What you will do:
Scan the entries below and extract each line with the word "runtime" in it.
*-*-*
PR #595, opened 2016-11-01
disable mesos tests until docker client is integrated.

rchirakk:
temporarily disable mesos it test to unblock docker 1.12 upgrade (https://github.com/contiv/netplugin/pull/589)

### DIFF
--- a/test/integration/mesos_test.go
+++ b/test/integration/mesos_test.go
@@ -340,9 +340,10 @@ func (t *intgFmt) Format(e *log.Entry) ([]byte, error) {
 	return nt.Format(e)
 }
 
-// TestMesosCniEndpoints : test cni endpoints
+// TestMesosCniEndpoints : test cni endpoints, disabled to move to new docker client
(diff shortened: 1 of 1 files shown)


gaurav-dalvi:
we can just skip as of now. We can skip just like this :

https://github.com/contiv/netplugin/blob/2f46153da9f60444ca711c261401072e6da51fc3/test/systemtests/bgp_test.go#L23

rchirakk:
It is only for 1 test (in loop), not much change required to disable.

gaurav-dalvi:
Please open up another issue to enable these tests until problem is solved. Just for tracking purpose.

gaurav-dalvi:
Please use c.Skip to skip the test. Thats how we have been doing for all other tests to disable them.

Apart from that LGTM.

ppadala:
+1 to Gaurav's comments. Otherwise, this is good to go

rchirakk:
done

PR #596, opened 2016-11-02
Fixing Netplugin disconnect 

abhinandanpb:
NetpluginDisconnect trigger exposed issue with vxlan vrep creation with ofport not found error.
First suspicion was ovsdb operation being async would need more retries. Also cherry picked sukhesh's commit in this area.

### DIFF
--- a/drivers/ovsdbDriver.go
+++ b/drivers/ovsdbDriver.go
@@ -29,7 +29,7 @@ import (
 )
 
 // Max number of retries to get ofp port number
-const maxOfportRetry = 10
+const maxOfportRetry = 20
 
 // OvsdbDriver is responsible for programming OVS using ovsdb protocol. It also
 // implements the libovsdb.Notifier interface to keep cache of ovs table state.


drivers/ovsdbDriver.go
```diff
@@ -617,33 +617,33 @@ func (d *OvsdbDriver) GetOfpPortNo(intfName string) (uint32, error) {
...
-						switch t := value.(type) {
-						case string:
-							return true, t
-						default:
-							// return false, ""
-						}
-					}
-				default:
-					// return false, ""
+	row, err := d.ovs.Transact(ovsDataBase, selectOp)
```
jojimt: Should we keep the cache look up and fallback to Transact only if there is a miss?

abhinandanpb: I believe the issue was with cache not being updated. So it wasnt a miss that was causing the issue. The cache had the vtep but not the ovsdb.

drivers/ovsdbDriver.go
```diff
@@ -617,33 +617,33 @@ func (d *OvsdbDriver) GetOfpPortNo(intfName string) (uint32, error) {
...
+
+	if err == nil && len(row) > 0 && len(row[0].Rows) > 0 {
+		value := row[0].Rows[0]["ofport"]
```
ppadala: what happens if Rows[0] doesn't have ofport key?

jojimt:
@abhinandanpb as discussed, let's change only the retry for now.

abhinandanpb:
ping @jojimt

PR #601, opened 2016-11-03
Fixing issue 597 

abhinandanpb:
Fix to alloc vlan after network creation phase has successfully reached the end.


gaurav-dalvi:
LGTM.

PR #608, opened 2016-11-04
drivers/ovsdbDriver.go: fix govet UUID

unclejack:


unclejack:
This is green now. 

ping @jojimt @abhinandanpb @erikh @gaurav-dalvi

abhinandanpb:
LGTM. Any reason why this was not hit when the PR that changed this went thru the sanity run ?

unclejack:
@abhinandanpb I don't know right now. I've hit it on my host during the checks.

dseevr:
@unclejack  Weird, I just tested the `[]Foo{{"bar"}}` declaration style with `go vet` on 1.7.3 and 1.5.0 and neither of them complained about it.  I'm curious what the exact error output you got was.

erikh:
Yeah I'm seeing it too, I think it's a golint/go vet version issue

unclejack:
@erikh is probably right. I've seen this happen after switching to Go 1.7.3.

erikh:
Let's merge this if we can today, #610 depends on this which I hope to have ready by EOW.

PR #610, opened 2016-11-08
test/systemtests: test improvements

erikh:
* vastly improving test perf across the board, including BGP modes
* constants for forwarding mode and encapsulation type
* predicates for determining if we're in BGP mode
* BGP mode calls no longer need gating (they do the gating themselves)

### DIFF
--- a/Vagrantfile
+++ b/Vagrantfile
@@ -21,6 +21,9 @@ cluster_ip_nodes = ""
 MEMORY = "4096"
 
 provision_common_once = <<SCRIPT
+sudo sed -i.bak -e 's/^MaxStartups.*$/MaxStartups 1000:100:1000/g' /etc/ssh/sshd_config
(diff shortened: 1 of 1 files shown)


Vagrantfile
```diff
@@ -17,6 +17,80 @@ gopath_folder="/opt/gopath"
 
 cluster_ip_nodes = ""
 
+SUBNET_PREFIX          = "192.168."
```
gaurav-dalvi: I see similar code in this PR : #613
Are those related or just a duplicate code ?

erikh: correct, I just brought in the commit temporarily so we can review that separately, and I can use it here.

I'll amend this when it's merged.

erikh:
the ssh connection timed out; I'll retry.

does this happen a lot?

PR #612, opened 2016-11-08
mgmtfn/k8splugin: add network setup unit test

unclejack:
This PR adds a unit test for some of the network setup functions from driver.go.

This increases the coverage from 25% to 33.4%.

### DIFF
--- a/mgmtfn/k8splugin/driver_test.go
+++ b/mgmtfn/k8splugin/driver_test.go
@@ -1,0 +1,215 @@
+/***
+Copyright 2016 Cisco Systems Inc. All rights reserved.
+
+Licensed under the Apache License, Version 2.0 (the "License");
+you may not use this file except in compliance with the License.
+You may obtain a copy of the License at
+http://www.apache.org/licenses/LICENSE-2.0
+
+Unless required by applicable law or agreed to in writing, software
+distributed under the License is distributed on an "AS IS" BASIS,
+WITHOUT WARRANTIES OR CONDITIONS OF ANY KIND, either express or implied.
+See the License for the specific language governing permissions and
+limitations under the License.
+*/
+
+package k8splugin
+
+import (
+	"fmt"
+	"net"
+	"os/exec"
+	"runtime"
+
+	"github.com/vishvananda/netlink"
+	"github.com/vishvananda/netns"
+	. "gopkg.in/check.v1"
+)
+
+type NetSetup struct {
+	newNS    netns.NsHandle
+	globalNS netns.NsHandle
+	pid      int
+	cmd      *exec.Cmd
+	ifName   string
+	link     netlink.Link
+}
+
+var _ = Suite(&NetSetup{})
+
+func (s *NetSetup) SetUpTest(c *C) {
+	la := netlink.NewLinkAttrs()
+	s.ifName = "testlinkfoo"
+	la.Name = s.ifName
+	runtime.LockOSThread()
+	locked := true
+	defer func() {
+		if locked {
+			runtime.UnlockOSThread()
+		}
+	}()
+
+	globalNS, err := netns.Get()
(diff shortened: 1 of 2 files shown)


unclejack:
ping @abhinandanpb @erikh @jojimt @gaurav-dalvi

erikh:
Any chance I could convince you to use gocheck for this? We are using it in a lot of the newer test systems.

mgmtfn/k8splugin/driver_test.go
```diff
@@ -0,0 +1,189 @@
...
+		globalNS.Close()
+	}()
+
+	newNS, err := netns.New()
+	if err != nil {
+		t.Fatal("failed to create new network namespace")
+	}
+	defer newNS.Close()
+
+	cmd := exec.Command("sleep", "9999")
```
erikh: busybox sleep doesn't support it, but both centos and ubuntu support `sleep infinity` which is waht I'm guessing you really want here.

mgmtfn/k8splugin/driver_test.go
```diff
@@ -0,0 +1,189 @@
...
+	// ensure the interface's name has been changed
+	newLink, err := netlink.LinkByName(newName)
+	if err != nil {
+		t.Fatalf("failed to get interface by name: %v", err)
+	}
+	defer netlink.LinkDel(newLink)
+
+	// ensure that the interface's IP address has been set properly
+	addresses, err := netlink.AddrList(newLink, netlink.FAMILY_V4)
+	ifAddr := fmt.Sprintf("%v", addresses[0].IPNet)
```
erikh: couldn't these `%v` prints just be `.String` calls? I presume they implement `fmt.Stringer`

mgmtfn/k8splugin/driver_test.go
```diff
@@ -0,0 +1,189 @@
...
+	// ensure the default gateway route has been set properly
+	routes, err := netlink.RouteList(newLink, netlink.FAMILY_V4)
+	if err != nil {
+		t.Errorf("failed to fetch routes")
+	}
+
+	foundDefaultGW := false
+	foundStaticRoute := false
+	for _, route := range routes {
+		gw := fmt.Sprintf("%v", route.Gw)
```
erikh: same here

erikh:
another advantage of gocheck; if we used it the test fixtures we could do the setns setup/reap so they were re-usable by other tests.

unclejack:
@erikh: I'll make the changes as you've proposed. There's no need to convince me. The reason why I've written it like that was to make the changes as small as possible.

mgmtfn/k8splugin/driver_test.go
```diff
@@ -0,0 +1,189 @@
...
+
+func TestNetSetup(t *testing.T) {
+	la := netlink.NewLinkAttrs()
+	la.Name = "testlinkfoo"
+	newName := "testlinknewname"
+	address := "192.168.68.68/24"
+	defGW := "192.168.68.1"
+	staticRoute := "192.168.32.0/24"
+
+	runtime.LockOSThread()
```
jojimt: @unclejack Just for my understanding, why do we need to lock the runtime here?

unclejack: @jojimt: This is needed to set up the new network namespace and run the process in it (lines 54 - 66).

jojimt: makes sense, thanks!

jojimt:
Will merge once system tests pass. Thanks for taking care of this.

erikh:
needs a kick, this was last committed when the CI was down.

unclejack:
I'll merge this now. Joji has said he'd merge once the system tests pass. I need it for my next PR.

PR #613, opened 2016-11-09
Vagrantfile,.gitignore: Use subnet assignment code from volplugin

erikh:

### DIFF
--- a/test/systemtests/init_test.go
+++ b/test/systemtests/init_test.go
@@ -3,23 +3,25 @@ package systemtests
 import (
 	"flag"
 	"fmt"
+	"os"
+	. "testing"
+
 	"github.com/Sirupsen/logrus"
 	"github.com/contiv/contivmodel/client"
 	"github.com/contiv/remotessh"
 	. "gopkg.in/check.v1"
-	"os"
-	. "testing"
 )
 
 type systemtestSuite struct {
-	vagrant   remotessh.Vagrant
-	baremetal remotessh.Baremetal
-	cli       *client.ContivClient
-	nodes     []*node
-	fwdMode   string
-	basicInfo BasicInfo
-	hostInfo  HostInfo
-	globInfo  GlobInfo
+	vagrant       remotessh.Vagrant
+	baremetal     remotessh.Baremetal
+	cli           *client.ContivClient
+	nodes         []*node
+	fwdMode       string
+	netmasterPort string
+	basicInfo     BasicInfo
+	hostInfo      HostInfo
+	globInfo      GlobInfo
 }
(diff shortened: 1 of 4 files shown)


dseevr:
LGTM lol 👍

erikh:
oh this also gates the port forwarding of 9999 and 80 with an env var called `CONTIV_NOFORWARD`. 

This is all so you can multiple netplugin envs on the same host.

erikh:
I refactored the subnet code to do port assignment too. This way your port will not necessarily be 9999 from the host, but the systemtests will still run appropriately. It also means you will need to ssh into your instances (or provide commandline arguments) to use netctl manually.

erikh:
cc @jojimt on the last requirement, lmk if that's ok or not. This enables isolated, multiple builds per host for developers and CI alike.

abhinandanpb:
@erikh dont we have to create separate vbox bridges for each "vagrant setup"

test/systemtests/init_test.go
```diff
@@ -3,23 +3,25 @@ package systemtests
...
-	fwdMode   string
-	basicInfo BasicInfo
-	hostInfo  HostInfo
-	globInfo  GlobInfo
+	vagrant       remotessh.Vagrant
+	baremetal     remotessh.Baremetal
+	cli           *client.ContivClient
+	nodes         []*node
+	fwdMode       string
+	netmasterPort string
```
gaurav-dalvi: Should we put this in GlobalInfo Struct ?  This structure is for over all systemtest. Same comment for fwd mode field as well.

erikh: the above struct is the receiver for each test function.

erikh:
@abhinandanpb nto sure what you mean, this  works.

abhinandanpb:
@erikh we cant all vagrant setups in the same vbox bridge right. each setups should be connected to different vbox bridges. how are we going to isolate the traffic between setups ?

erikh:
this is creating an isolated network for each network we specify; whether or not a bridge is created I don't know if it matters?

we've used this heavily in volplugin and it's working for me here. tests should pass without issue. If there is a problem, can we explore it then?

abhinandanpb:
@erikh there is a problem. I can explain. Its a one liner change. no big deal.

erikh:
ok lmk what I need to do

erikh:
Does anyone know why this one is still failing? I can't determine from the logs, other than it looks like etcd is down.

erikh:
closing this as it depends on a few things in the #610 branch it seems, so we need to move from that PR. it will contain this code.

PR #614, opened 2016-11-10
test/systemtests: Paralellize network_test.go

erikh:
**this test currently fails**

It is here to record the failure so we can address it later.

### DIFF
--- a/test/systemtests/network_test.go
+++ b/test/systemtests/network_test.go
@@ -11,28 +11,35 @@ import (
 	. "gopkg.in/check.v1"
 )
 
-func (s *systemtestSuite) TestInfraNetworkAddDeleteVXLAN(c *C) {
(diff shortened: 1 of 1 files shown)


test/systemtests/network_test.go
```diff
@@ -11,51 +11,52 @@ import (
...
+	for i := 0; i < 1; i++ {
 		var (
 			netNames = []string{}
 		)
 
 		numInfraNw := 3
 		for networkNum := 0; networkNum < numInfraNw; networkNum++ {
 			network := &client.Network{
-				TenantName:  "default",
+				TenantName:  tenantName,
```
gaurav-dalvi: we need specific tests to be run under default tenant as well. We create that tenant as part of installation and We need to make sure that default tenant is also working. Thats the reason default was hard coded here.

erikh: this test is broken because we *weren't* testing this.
*-*-*
Exercise answer:
+	"runtime"
+	runtime.LockOSThread()
+			runtime.UnlockOSThread()
+	runtime.LockOSThread()
jojimt: @unclejack Just for my understanding, why do we need to lock the runtime here?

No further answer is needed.